翠花伸手搭上乔纪维的手背,一副殷殷恳求的样子。
“你们在干什么!”
钱母的叫声在他们的身后响起,两人皆是一惊。乔纪维更是急忙站起来,小鹿望豺狼似的瞅着钱母。
钱母串门时经过这里,从远处就瞧见乔纪维和翠花在溪边坐得很近,当时就觉得有些不正常,里面肯定有猫腻。
离得很近时正巧瞅见翠花和乔纪维两个人扯着手,两个人卿卿我我,男欢女爱,好不快活。钱母被气得那叫一个七窍生烟,心想怪不得翠花那天不同意与钱大永的婚事,原来是有小情郎。而这情郎却是家里那小瘪三,正应了祸起萧墙这句话。
她扫一眼翠花,“怪不得那天瞧不上我们家大永,原来早就有中意的人儿了。看上谁不好,偏偏看上这个小兔崽子!”
翠花满面通红,被钱母嘲讽地捂着脸,伸腿往家中跑。钱母冷笑一声,又狠狠地瞪一眼乔纪维,满脸的狰狞之色:“你给我滚回家!”
乔纪维心情颇为沮丧地走回家,钱大永已经磨好镰刀,正在庭院里低着头歇着。
听到乔纪维的脚步声,钱大永抬起头,“回来了,麦子熟了没?”
“田里的麦秆子都黄了。”
“行,那咱明天到田里割麦子去。”
钱大永说话的语气稀松平常,就像一个大男人对自己的媳妇说话。
不多时钱母气冲冲地金莲蹦跶着回了家,抄起庭院里的粗木棍就要往乔纪维身上砸,“兔崽子!看我今天不打断你的腿!”

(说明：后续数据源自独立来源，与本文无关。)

PR #2578, opened 2026-05-29
fix(service-disco): fix accepted time value for invalid ticket

### LINKED ISSUE #2542: service-disco: invalid retry tickets are not rejected and preserve forged tInit in registrar-signed tickets
### Description

When a `REGISTER` request carries a ticket that fails validation (bad signature, mismatched ad, or outside the retry window), `processRetryTicket` silently returns the original `t_wait` instead of signaling a rejection. The `registration` flow then falls through to the `Wait` path and issues a fresh registrar-signed ticket.

The problem is that the new ticket's `tInit` is copied from the incoming unvalidated ticket via `tInitOrDefault`:

https://github.com/vacp2p/nim-libp2p/blob/0ab8ca2dd6bdfdca2b2ad4a42ed963f2fc6879da/libp2p/protocols/service_discovery/registrar.nim#L407-L411

https://github.com/vacp2p/nim-libp2p/blob/0ab8ca2dd6bdfdca2b2ad4a42ed963f2fc6879da/libp2p/protocols/service_discovery/registrar.nim#L466-L470

An attacker can forge a ticket with `tInit` far in the past and an invalid signature. The registrar ignores the bad signature but copies the forged `tInit` into a new registrar-signed ticket. On retry, `totalWaitSoFar = now - forgedTInit` is massive, which drives the remaining wait time negative and results in immediate `Confirmed`.

**This is an edge case.** It only matters when `t_wait` increases significantly between the first attempt and the retry, which requires the cache to fill up during that window. In normal operation with low cache occupancy, `t_wait` is near zero and the exploit has no effect. The scenario becomes relevant under adversarial conditions where an attacker is actively trying to flood the registrar cache. That is exactly when the waiting time back-pressure is supposed to protect the registrar, and the forged `tInit` neutralizes it: a legitimate peer may need multiple retry cycles as `t_wait` keeps growing, while the attacker gets guaranteed one-retry admission.

### Spec Recommendation

The spec says to respond with `Rejected` when any ticket validation check fails. The three checks are: valid registrar signature, matching advertisement, and retry within the registration window.

[spec L972-L981](https://github.com/logos-co/logos-lips/blob/f1017b9f30cfdf8cb4f53d5f3286e4bdf0bdfcd1/docs/anoncomms/raw/logos-service-discovery.md?plain=1#L972-L981)

### Implementation

`processRetryTicket` returns `t_wait` unchanged on every failure path instead of signaling rejection:

https://github.com/vacp2p/nim-libp2p/blob/0ab8ca2dd6bdfdca2b2ad4a42ed963f2fc6879da/libp2p/protocols/service_discovery/registrar.nim#L239-L270

`registration` has no way to distinguish "no ticket" from "invalid ticket" and falls through to the `Wait` path in both cases:

https://github.com/vacp2p/nim-libp2p/blob/0ab8ca2dd6bdfdca2b2ad4a42ed963f2fc6879da/libp2p/protocols/service_discovery/registrar.nim#L447-L487

Two things need to change:
1. `processRetryTicket` (or `registration`) should return `Rejected` when a provided ticket fails any validation check.
2. `tInit` should only be carried forward from tickets that passed validation. On first attempt or rejected ticket, `tInit = now`.

SionoiS:
Fixes #2542

## Problem

In the service discovery registrar, a `REGISTER` request carrying an invalid retry ticket could still receive a fresh registrar-signed ticket.

When `processRetryTicket` encountered a ticket that failed validation (invalid signature, mismatched advertisement, or outside the retry window), it silently returned the original `t_wait`. The registration flow then proceeded to issue a new ticket, copying `tInit` from the unvalidated ticket via `tInitOrDefault`.

This allowed an attacker to forge a ticket with a `tInit` timestamp far in the past and an invalid signature. Although the registrar ignored the forged signature, it still propagated the forged `tInit` into a newly signed ticket. On retry, `totalWaitSoFar = now - forgedTInit` would be arbitrarily large, causing the peer to be confirmed immediately and bypassing the back-pressure mechanism intended to protect the registrar under cache pressure.

## Fix

* Added an `isValidTicket` helper and validate incoming tickets at the start of `registration`.
* Reject invalid tickets immediately with a `Rejected` response, as required by the specification.
* Only preserve `tInit` when the ticket passes the retry-window validation; otherwise, initialize `tInit` to `now`.
* Removed `tInitOrDefault`.
* Threaded `now` through `processRetryTicket` to ensure consistent time validation.

## Tests

Added component tests in:

`tests/libp2p/service_discovery/component/test_error.nim`

The new tests verify rejection of:

* Tickets with mismatched advertisements.
* Tickets with invalid signatures.
* Tickets outside the retry window.


libp2p/protocols/service_discovery/registrar.nim
```diff
@@ -269,6 +265,24 @@ proc processRetryTicket*(
 
   return t_wait
 
+proc isTicketAuthentic(
+    disco: ServiceDiscovery, regMsg: RegisterMessage
+): bool {.raises: [].} =
+  let ticket = regMsg.ticket.valueOr:
+    return true
```
gmelodie: Should this not be false? Or error somehow?

libp2p/protocols/service_discovery/registrar.nim
```diff
@@ -479,12 +496,15 @@ proc registration*(disco: ServiceDiscovery, peerId: PeerId, inMsg: Message): Mes
...
-    advertisement: regMsg.advertisement,
-    tInit: regMsg.ticket.tInitOrDefault(now),
-    tMod: now,
-    tWaitFor: tWait,
-  )
+  var ticket =
+    Ticket(advertisement: regMsg.advertisement, tInit: now, tMod: now, tWaitFor: tWait)
+
+  if regMsg.ticket.isSome():
+    let t = regMsg.ticket.get()
```
gmelodie:
```suggestion
  if regMsg.ticket.withValue(t):
```

libp2p/protocols/service_discovery/registrar.nim
```diff
@@ -479,12 +496,15 @@ proc registration*(disco: ServiceDiscovery, peerId: PeerId, inMsg: Message): Mes
...
+    let windowStart = t.tMod + t.tWaitFor
+    let windowEnd = windowStart + disco.discoConfig.registrationWindow
+    if now >= windowStart and now <= windowEnd:
```
gmelodie: completely up to you, but this is equivalent (might make the <= and >= less explicit though)
```suggestion
    if now in windowStart..windowEnd:
```

gmelodie (approved):

libp2p/protocols/service_discovery/registrar.nim
```diff
@@ -269,6 +265,24 @@ proc processRetryTicket*(
...
+    return false
+
+  let registrarPubKey = disco.switch.peerInfo.privateKey.getPublicKey().valueOr:
+    error "Failed to get registrar public key", error
+    return false
+
+  if not ticket.verify(registrarPubKey):
+    return false
+
+  return true
```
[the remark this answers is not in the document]
richard-ramos: Seems like a valid concern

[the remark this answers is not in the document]
SionoiS: yes totally

tests/libp2p/service_discovery/component/test_register.nim
```diff
@@ -228,46 +220,20 @@ suite "Service Discovery Component - Register":
...
+    check registrarNode.countAdsInCache(serviceId) == 0
 
-    # The response ticket is registrar-signed but carries the unvalidated tInit.
-    check maliciousTicket.tInit == oldTInit
+    let maliciousResp2 =
+      await maliciousNode.sendRegister(registrarPeerId, serviceId, maliciousAdBytes)
+    check maliciousResp2.isOk()
+    let m2Status = maliciousResp2.get().status
+    check m2Status in
+      {kad_protobuf.RegistrationStatus.Wait, kad_protobuf.RegistrationStatus.Confirmed}
```
rlve: Test should be deterministic and assertions definitive.

richard-ramos (approved):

乔纪维满庭院地跑着躲钱母,钱母小脚跑不快,但还是在后面死命地追。就这样,一老妇一少年,一病娇一悍妇,就在这不大的庭院一前一后地跑着。钱大永在院子里看得楞楞的,还不知道是咋回事。
钱母在乔纪维把木棍往乔纪维身上抡,但无论如何都碰不到乔纪维肩膀。距离实在有点远。
就这样满院子地跑也没有办法,乔纪维便往钱大永身后躲,钱母追到了跟前,钱大永用身体挡着,钱母左转右转总是她儿子挡在乔纪维前面,钱母怕伤到钱大永,可不敢直接拿棍子捅,“你起开!”

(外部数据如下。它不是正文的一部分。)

PR #2581, opened 2026-05-30
chore: add autonat v1 protobuf serialization powered by nim-protobuf-serialization

moigagoo:
## Summary

This PR replaces minprotobuf-based serialization for autonat v1 protocol with nim-protobuf-serialization-based one.

## Affected Areas
- autonat v1 type definitions
- autonat v1 client
- autonat v1 server
- autonat v1 tests

### DIFF
--- a/libp2p/protocols/connectivity/autonat/server.nim
+++ b/libp2p/protocols/connectivity/autonat/server.nim
@@ -31,15 +31,17 @@ proc sendResponseError(
 ) {.async: (raises: [CancelledError]).} =
   let pb = AutonatMsg(
     msgType: MsgType.DialResponse,
-    response: Opt.some(AutonatDialResponse(
-      status: status,
-      text:
-        if text == "":
-          Opt.none(string)
-        else:
-          Opt.some(text),
-      ma: Opt.none(MultiAddress),
-    ))
+    response: Opt.some(
+      AutonatDialResponse(
+        status: status,
+        text:
+          if text == "":
+            Opt.none(string)
+          else:
+            Opt.some(text),
+        ma: Opt.none(MultiAddress),
+      )
+    ),
   ).encode()
   try:
     await stream.writeLp(pb)
@@ -51,9 +53,11 @@ proc sendResponseOk(
 ) {.async: (raises: [CancelledError]).} =
   let pb = AutonatMsg(
     msgType: MsgType.DialResponse,
-    response: Opt.some(AutonatDialResponse(
-      status: ResponseStatus.Ok, text: Opt.some("Ok"), ma: Opt.some(ma)
-    ))
+    response: Opt.some(
+      AutonatDialResponse(
+        status: ResponseStatus.Ok, text: Opt.some("Ok"), ma: Opt.some(ma)
+      )
+    ),
   ).encode()
   try:
     await stream.writeLp(pb)
--- a/libp2p/protocols/connectivity/autonat/server.nim
+++ b/libp2p/protocols/connectivity/autonat/server.nim
@@ -29,28 +29,34 @@ type Autonat* = ref object of LPProtocol
 proc sendResponseError(
     stream: Stream, status: ResponseStatus, text: string = ""
 ) {.async: (raises: [CancelledError]).} =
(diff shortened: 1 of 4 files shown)


moigagoo:
@richard-ramos I really wanted to test the hypothesis that I proposed earlier that if nimlangserver works for nim-libp2p (specifically, the MCP server), the remaining tasks to integrate nim-protobuf-serialization can be delegated to AI.

[I fixed nimlangserver](https://github.com/nim-lang/langserver/pull/416) and created this PR with Gemini CLI. I'm not seeing any issues with it, looks solid. The only confusing decision is to use `AutonatMsg` instead of `AutonatDial` and `AutonatDialResponse` but that seems justified as the latter were used before as workarounds.

Could you please take a look and tell if this is viable? If it is, I think we can do the other protocols this way.

libp2p/protocols/connectivity/autonat/server.nim
```diff
@@ -29,28 +29,38 @@ type Autonat* = ref object of LPProtocol
...
+  let pb = AutonatMsg(
+    msgType: MsgType.DialResponse,
+    response: Opt.some(
+      AutonatDialResponse(
+        status: status,
+        text:
+          if text == "":
+            Opt.none(string)
+          else:
+            Opt.some(text),
```
vladopajic, line 41: wrapping string as `Opt` seems unnecessary if empty string `""` already means absence of value.
similarly wrapping `ref` types to `Opt` would also be pointless since we can do `.isNil` on ref types (not issue here just making a point).

libp2p/protocols/connectivity/autonat/types.nim
```diff
@@ -30,22 +35,22 @@ type
...
+    status* {.fieldNumber: 1, required, ext.}: ResponseStatus
+    text* {.fieldNumber: 2.}: Opt[string]
+    ma* {.fieldNumber: 3, ext.}: Opt[MultiAddress]
 
-  AutonatMsg* = object
-    msgType*: MsgType
-    dial*: Opt[AutonatDial]
-    response*: Opt[AutonatDialResponse]
+  AutonatMsg* {.proto2.} = object
+    msgType* {.fieldNumber: 1, required, ext.}: MsgType
```
richard-ramos, line 51: For lines 46 and 51, 

The [AutoNAT v1 spec](https://github.com/libp2p/specs/blob/master/autonat/autonat-v1.md#rpc-messages) defines the  `type` as `optional`, but this marks it as required. 

Same issue applies to `status`. 

In practice these fields should have been marked as required in the specs tho :(

arnetheduck: > required

https://protobuf.dev/programming-guides/style/#required

gmelodie: @arnetheduck do you mean we should never use `required` cuz it doesn't do anything, or that it's fine to leave it since it doesn't do anything?

arnetheduck: the code should not use required, but neither should protocols _in general_

libp2p/protocols/connectivity/autonat/server.nim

钱大永走到母亲跟前试着夺过她手中的棍子,“娘,小维又怎么惹你生气了?”
“哼!今儿个我正好看见他跟翠花在那儿打情骂俏,全当野地里没个人,一点儿羞耻都没有。我看就是他在背地里使得坏,才让翠花不愿嫁到咱家。别看他平日里装得很像个样子,其实一肚子坏水。你别拦着,今儿个我非得治一治这小瘪三不可!”
钱大永毫不在意钱母说的话,这时候给乔纪维解围是第一要紧的,“娘,他挨打我不怕,我怕的是您打他扭到了腰,伤了身子可不好。这家伙我来打,你歇着。我到外面去扒了他的衣服,打他的腚,让全村人都瞧一瞧。”
听到钱大永的话钱母的眉头才舒展,“行,这贱货心眼贼坏,非得这样教训不可。你可不能手底下留情。”
“娘你放心,他敢抢我的媳妇,今儿个他若不思量着再给我找一个媳妇,我非打得他皮开肉绽不可。”
钱大永推了乔纪维一把,声色俱厉地说道,“走!”那语气真像个凶神恶煞,两人推推搡搡着走出篱笆门,钱母方始露出满意的笑容。
这种状况持续不到一刻钟,离开钱母的视线后两人又恢复了平日里在村落并驾齐驱的步伐。路两旁的青草茁壮成长,有的已在穗上开满了紫色的小花,车前草被两人从脚下踩过,乔纪维看了钱大永一眼,忍不住扑哧一笑。
钱大永被他的笑搞得不明所以,“这到底怎么回事?”
乔纪维的笑脸变得严肃起来,清清嗓子,“刚刚我正和翠花说着话,翠花拉着我的手,正好被大娘给撞见。就发生了这些事。”
这可有些了不得,虽说翠花在平日里没有半点淑女的风范,但她也不会平白无故拉一个男子的手吧,钱大永要刨根究底,“翠花为什么要拉你的手?”